*What this task involves*.
Below are several records. Retype exactly those lines running from the one with "assert response.status_code == 404" through the one with "xml = objectify.fromstring(response.content)", end lines included, and no others.

[Opening Extracted data section]

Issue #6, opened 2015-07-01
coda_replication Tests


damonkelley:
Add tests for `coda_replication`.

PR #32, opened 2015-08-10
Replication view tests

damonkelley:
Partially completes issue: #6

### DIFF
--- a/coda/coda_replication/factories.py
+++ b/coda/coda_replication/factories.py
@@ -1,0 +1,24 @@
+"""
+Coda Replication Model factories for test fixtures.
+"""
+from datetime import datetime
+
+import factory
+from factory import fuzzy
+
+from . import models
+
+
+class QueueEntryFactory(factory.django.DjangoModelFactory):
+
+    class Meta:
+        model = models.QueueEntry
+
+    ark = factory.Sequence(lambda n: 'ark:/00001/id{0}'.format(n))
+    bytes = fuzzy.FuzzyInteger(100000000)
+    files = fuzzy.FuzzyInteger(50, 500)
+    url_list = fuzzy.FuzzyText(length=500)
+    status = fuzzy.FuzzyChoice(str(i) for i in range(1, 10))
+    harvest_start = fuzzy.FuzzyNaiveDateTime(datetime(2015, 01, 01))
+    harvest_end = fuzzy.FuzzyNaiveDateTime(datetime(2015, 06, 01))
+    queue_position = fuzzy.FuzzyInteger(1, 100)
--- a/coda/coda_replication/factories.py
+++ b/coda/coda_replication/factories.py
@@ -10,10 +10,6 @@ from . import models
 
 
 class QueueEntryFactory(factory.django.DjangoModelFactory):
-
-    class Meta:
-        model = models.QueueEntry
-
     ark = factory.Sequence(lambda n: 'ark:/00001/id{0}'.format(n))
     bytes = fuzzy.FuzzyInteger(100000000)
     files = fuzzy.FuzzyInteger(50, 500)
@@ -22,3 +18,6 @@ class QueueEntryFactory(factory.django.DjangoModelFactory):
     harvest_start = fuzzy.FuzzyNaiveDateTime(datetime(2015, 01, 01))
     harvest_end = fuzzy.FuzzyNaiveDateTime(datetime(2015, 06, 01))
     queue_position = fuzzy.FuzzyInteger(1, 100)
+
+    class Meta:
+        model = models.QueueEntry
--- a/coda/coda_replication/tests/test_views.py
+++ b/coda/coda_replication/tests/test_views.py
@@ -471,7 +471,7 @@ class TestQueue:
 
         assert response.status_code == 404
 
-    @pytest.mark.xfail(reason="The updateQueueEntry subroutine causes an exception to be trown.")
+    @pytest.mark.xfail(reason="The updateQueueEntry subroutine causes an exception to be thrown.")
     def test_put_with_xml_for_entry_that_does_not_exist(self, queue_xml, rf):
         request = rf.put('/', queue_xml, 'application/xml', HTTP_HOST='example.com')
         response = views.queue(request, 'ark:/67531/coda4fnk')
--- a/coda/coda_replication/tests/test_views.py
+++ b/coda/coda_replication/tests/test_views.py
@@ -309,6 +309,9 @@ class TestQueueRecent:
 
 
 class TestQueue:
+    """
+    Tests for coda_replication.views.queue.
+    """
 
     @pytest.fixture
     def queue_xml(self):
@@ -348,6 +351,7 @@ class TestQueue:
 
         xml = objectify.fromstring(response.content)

[Closing Extracted data section]
[Opening Extracted data section]

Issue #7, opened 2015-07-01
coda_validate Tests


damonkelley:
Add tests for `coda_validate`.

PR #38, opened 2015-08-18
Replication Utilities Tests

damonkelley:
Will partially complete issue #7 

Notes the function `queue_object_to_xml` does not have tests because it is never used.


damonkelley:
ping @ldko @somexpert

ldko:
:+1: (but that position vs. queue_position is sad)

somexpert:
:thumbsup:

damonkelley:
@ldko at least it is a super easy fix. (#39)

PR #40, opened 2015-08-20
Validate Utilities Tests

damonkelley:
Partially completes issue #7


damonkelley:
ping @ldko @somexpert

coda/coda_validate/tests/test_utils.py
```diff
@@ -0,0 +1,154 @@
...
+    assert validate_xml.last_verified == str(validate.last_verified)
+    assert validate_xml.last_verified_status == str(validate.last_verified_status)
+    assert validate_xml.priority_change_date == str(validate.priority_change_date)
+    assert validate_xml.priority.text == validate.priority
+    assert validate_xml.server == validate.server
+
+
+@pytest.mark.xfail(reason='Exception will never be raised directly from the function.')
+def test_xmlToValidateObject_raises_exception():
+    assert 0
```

[Closing Extracted data section]
[Opening Extracted data section]

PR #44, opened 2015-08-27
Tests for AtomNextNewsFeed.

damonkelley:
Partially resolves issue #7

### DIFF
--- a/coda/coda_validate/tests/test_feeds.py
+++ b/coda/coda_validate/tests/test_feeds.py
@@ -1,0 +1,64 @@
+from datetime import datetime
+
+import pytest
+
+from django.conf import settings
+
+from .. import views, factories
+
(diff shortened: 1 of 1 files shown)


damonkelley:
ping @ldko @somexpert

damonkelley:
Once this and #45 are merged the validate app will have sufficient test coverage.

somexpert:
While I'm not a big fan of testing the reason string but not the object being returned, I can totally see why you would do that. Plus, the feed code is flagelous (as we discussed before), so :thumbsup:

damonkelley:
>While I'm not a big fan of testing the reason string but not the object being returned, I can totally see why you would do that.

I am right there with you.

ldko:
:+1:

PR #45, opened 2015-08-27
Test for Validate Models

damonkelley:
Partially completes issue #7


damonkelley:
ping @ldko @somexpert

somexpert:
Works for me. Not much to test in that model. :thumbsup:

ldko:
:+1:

[Closing Extracted data section]

*Task response*.
         assert response.status_code == 404
 
-    @pytest.mark.xfail(reason="The updateQueueEntry subroutine causes an exception to be trown.")
+    @pytest.mark.xfail(reason="The updateQueueEntry subroutine causes an exception to be thrown.")
     def test_put_with_xml_for_entry_that_does_not_exist(self, queue_xml, rf):
         request = rf.put('/', queue_xml, 'application/xml', HTTP_HOST='example.com')
         response = views.queue(request, 'ark:/67531/coda4fnk')
--- a/coda/coda_replication/tests/test_views.py
+++ b/coda/coda_replication/tests/test_views.py
@@ -309,6 +309,9 @@ class TestQueueRecent:
 
 
 class TestQueue:
+    """
+    Tests for coda_replication.views.queue.
+    """
 
     @pytest.fixture
     def queue_xml(self):
@@ -348,6 +351,7 @@ class TestQueue:
 
         xml = objectify.fromstring(response.content)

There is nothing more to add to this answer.